Saya sendiri tidak tinggal di pinggir Jakarta atau daerah penyangga seperti Bogor, Tangerang, Bekasi, dan sebagainya. Tetapi saya toh masih merasa harus bangun pagi dan berangkat kerja sedini mungkin karena lalu lintas terasa lebih ramah di pagi hari pukul 6 daripada saat pukul 8-9. Sesak dan panas!
Di saat-saat muak dengan lalu lintas ibukota inilah, sebagian orang memimpikan keindahan bekerja di rumah. Bagi saya yang sebelumnya juga pernah bekerja di rumah sebelum pandemi ini, bekerja di rumah memang memiliki banyak kelebihan.

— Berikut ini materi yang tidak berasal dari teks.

PR #1978, opened 2024-04-03
Remove AugPipe

ashnair1:
The next version of kornia (`0.7.3`) will contain 2 fixes (kornia/kornia#2846, kornia/kornia#2856) that will allow us to drop AugPipe and have detection only depend on kornia's `AugmentationSequential`.

### DIFF
--- a/tests/datasets/test_vhr10.py
+++ b/tests/datasets/test_vhr10.py
@@ -85,7 +85,7 @@ class TestVHR10:
                 x['prediction_labels'] = x['class']
                 x['prediction_boxes'] = x['bbox_xyxy']
                 x['prediction_scores'] = torch.Tensor([scores[i]])
-                if 'masks' in x:
+                if 'mask' in x:
                     x['prediction_masks'] = x['mask']
                     dataset.plot(x, show_feats='masks')
                     plt.close()
--- a/tests/datasets/test_vhr10.py
+++ b/tests/datasets/test_vhr10.py
@@ -83,7 +83,7 @@ class TestVHR10:
             for i in range(3):
                 x = dataset[i]
                 x['prediction_labels'] = x['label']
-                x['prediction_boxes'] = x['bbox_xyxy']
+                x['prediction_bbox_xyxy'] = x['bbox_xyxy']
                 x['prediction_scores'] = torch.Tensor([scores[i]])
                 if 'mask' in x:
                     x['prediction_masks'] = x['mask']
--- a/tests/datasets/test_vhr10.py
+++ b/tests/datasets/test_vhr10.py
@@ -41,7 +41,7 @@ class TestVHR10:
             assert isinstance(x, dict)
             assert isinstance(x['image'], torch.Tensor)
             if dataset.split == 'positive':
-                assert isinstance(x['class'], torch.Tensor)
+                assert isinstance(x['label'], torch.Tensor)
                 assert isinstance(x['bbox_xyxy'], torch.Tensor)
                 if 'mask' in x:
                     assert isinstance(x['mask'], torch.Tensor)
@@ -82,7 +82,7 @@ class TestVHR10:
             scores = [0.7, 0.3, 0.7]
             for i in range(3):
                 x = dataset[i]
-                x['prediction_labels'] = x['class']
+                x['prediction_labels'] = x['label']
                 x['prediction_boxes'] = x['bbox_xyxy']
                 x['prediction_scores'] = torch.Tensor([scores[i]])
                 if 'mask' in x:
--- a/tests/datasets/test_vhr10.py
+++ b/tests/datasets/test_vhr10.py
@@ -41,10 +41,10 @@ class TestVHR10:
             assert isinstance(x, dict)
             assert isinstance(x['image'], torch.Tensor)
             if dataset.split == 'positive':
-                assert isinstance(x['labels'], torch.Tensor)
-                assert isinstance(x['boxes'], torch.Tensor)
-                if 'masks' in x:
-                    assert isinstance(x['masks'], torch.Tensor)
+                assert isinstance(x['class'], torch.Tensor)
+                assert isinstance(x['bbox_xyxy'], torch.Tensor)
+                if 'mask' in x:
+                    assert isinstance(x['mask'], torch.Tensor)
 
     def test_len(self, dataset: VHR10) -> None:
         if dataset.split == 'positive':
@@ -82,10 +82,10 @@ class TestVHR10:
             scores = [0.7, 0.3, 0.7]
             for i in range(3):
                 x = dataset[i]
-                x['prediction_labels'] = x['labels']
-                x['prediction_boxes'] = x['boxes']
+                x['prediction_labels'] = x['class']
+                x['prediction_boxes'] = x['bbox_xyxy']
                 x['prediction_scores'] = torch.Tensor([scores[i]])
                 if 'masks' in x:
-                    x['prediction_masks'] = x['masks']
+                    x['prediction_masks'] = x['mask']
                     dataset.plot(x, show_feats='masks')
                     plt.close()
--- a/tests/transforms/test_transforms.py
+++ b/tests/transforms/test_transforms.py
@@ -6,7 +6,7 @@ import pytest
 import torch
 from torch import Tensor
 
-from torchgeo.transforms import indices, transforms
+from torchgeo.transforms import indices
 from torchgeo.transforms.transforms import _ExtractPatches
 
 # Kornia is very particular about its boxes:
@@ -203,12 +203,12 @@ def test_extract_patches() -> None:
         'image': torch.randn(size=(b, c, h, w)),
         'mask': torch.randint(low=0, high=2, size=(b, h, w)),
     }
-    train_transforms = transforms.AugmentationSequential(
-        _ExtractPatches(window_size=p), same_on_batch=True, data_keys=['image', 'mask']
+    train_transforms = K.AugmentationSequential(
+        _ExtractPatches(window_size=p), same_on_batch=True, data_keys=None
     )
     output = train_transforms(batch)
-    assert batch['image'].shape == (b * num_patches, c, p, p)
-    assert batch['mask'].shape == (b * num_patches, p, p)
+    assert output['image'].shape == (b * num_patches, c, p, p)
+    assert output['mask'].shape == (b * num_patches, 1, p, p)
 
     # Test different stride
     s = 16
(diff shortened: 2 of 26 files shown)


torchgeo/datamodules/nasa_marine_debris.py
```diff
@@ -45,12 +44,10 @@ def __init__(
...
 
-        self.aug = AugPipe(
-            AugmentationSequential(
-                K.Normalize(mean=self.mean, std=self.std), data_keys=["image", "boxes"]
-            ),
-            batch_size,
+        self.aug = K.AugmentationSequential(
+            K.Normalize(mean=self.mean, std=self.std), data_keys=None, keepdim=True
         )
+        self.aug.keepdim = True  # type: ignore[attr-defined]
```
ashnair1, line 50: For now, the attribute has to be set manually. Refer to kornia/kornia#2848

adamjstewart:
How close are we to also removing our custom AugmentationSequential wrapper?

ashnair1:
> How close are we to also removing our custom AugmentationSequential wrapper?

Pretty close actually. If `kornia==0.7.3` is released soon, we should be able to fully remove it by next release.

torchgeo/datamodules/nasa_marine_debris.py
adamjstewart: Let's add a comment here like we did in the other PR, I won't remember this even a week from now.

adamjstewart: Same thing every other location we need this. Hopefully the upstream bug gets resolved soon and we can remove all these comments.

robmarkcole:
Noting https://github.com/kornia/kornia/releases/tag/v0.7.3

adamjstewart:
@ashnair1 is this waiting on kornia 0.7.4 for something?

ashnair1:
Yeah #2147 needs to be merged before this and that needs kornia 0.7.4.

robmarkcole:
Note: 0.7.4 will be released by the end of September

calebrob6:
This is good to go forward now

adamjstewart:
Drop in coverage is due to some lines in our `AugmentationSequential` wrapper that are no longer hit. Can we just delete this wrapper now, or are we using it somewhere else?

ashnair1:
> Drop in coverage is due to some lines in our `AugmentationSequential` wrapper that are no longer hit. Can we just delete this wrapper now, or are we using it somewhere else? Ideally we would add some simple tests and deprecate it so as not to confuse too many people in the next release.

No, the `AugmentationSequential` wrapper can be removed in this PR. I just needed to update tests to see if they were working as expected.

Seems `_ExtractPatches` can be removed as well. I've switched to using kornia's [ExtractTensorPatches](https://kornia.readthedocs.io/en/latest/contrib.html#kornia.contrib.ExtractTensorPatches) instead.

torchgeo/transforms/transforms.py
```diff
@@ -7,107 +7,8 @@
...
-from einops import rearrange
-from kornia.contrib import extract_tensor_patches
 from kornia.geometry import crop_by_indices
-from kornia.geometry.boxes import Boxes
 from torch import Tensor
-from torch.nn.modules import Module
-
-
-# TODO: contribute these to Kornia and delete this file
-class AugmentationSequential(Module):
```
adamjstewart, line 19: Maybe we can have a simple:
```python
from kornia.augmentation import AugmentationSequential

__all__ = ['AugmentationSequential']
```
This will maintain backwards compatibility. Even better would be to find a way to deprecate it like in #2396. Maybe something like:
```python
@deprecated('Use kornia.augmentation.AugmentationSequential instead')
class AugmentationSequential(K.AugmentationSequential):
    ...
```
I'm just worried that this class has been here since TorchGeo 0.1 and although it isn't documented, it's used in all of our builtin datamodules and all of our tutorials.

isaaccorley:
We need to keep `_ExtractPatches` because `kornia.contrib.ExtractTensorPatches` doesn't inherit from the GeometricAugmentation so it won't apply to both image and masks when passing the batch dict.

tests/transforms/test_transforms.py
```diff
@@ -215,12 +203,12 @@ def test_extract_patches() -> None:
         'image': torch.randn(size=(b, c, h, w)),
         'mask': torch.randint(low=0, high=2, size=(b, h, w)),
     }
-    train_transforms = transforms.AugmentationSequential(
-        _ExtractPatches(window_size=p), same_on_batch=True, data_keys=['image', 'mask']
-    )
-    output = train_transforms(batch)
-    assert batch['image'].shape == (b * num_patches, c, p, p)
-    assert batch['mask'].shape == (b * num_patches, p, p)
+    train_transforms = ExtractTensorPatches(p, s)
```
isaaccorley, line 206: This should be used inside of kornia's AugmentationSequential so we can know that it works inside the datamodules. Our datamodules don't apply to image and mask in separate calls.

isaaccorley (dismissed):

ashnair1:
Scoping this back to just removing AugPipe. `AugmentationSequential` can't be removed yet as `_ExtractPatches` doesn't work correctly with kornia's `AugmentationSequential`.

isaaccorley:
@adamjstewart Do we want to remove _ExtractPatches and I can make a PR in kornia for an ExtractTensorPatches augmentation? Pinging @edgarriba for awareness.

edgarriba:
@isaaccorley sounds good to me. Feel free to join our discourse to chat about it: https://discord.gg/Vf3QgRq2 @johnnv1

adamjstewart:
I would like to remove _everything_ in `torchgeo/transforms/transforms.py` sooner rather than later. So yes, anything anyone is willing to upstream I would be happy to help review. In particular, I'm also interested in upstreaming RandomNCrop. We noticed a bug in it when using data with a time dimension so we just need to fix that.

isaaccorley:
Then yes sorry @ashnair1, let's remove AugmentationSequential and _ExtractPatches

adamjstewart:
Or deprecate. It may take a while for upstream to make a new release.

ashnair1:
> Or deprecate. It may take a while for upstream to make a new release.

I think it might be better to keep the current scope of the PR i.e. removal of `AugPipe`. Deprecation can be done in #2396 right?

torchgeo/trainers/detection.py
```diff
@@ -238,8 +238,12 @@ def training_step(
         """
         x = batch['image']
         batch_size = x.shape[0]
+        # Get bbox key as it can be one of {"bbox", "bbox_xyxy", "bbox_xywh"}
```
adamjstewart, line 241: Are our models compatible with all 3, or do we need to assert that a specific format is used?

tests/datasets/test_vhr10.py
```diff
@@ -41,10 +41,10 @@ def test_getitem(self, dataset: VHR10) -> None:
             assert isinstance(x, dict)
             assert isinstance(x['image'], torch.Tensor)
             if dataset.split == 'positive':
-                assert isinstance(x['labels'], torch.Tensor)
-                assert isinstance(x['boxes'], torch.Tensor)
-                if 'masks' in x:
-                    assert isinstance(x['masks'], torch.Tensor)
+                assert isinstance(x['class'], torch.Tensor)
```
adamjstewart, line 44: Why the switch from labels to class? I don't think either are standard in Kornia

tests/datasets/test_vhr10.py
```diff
@@ -82,10 +82,10 @@ def test_plot(self, dataset: VHR10) -> None:
             scores = [0.7, 0.3, 0.7]
             for i in range(3):
                 x = dataset[i]
-                x['prediction_labels'] = x['labels']
-                x['prediction_boxes'] = x['boxes']
+                x['prediction_labels'] = x['class']
+                x['prediction_boxes'] = x['bbox_xyxy']
```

Hanya saja sebagian besar orang melupakan atau memang belum tahu kekurangannya. Pertama, disiplin diri. Kalau Anda tipe orang yang memiliki tingkat disiplin diri yang tinggi, bekerja di rumah atau di mana saja memang bukan masalah. Tetapi tidak semua orang demikian. Ada sejumlah orang yang sangat mudah menuruti keinginannya (baca: kompulsif). Jadi, saat ada keinginan merebahkan diri dan memelototi Instagram sepanjang hari, maka ia akan melakukannya tanpa pikir panjang. Dan baru kemudian menyesal. Tidak heran orang-orang seperti ini merasa 24 jam selalu kurang karena manajemen waktu mereka agak amburadul.
Betul, bekerja di rumah juga ternyata masih bisa merasa lelah. Demikian kata seorang teman. Saya sendiri sangsi apakah kerja di rumah memang betul melelahkan. Tetapi bukankah itu tergantung pada banyak faktor seperti beban kerja yang ditanggung?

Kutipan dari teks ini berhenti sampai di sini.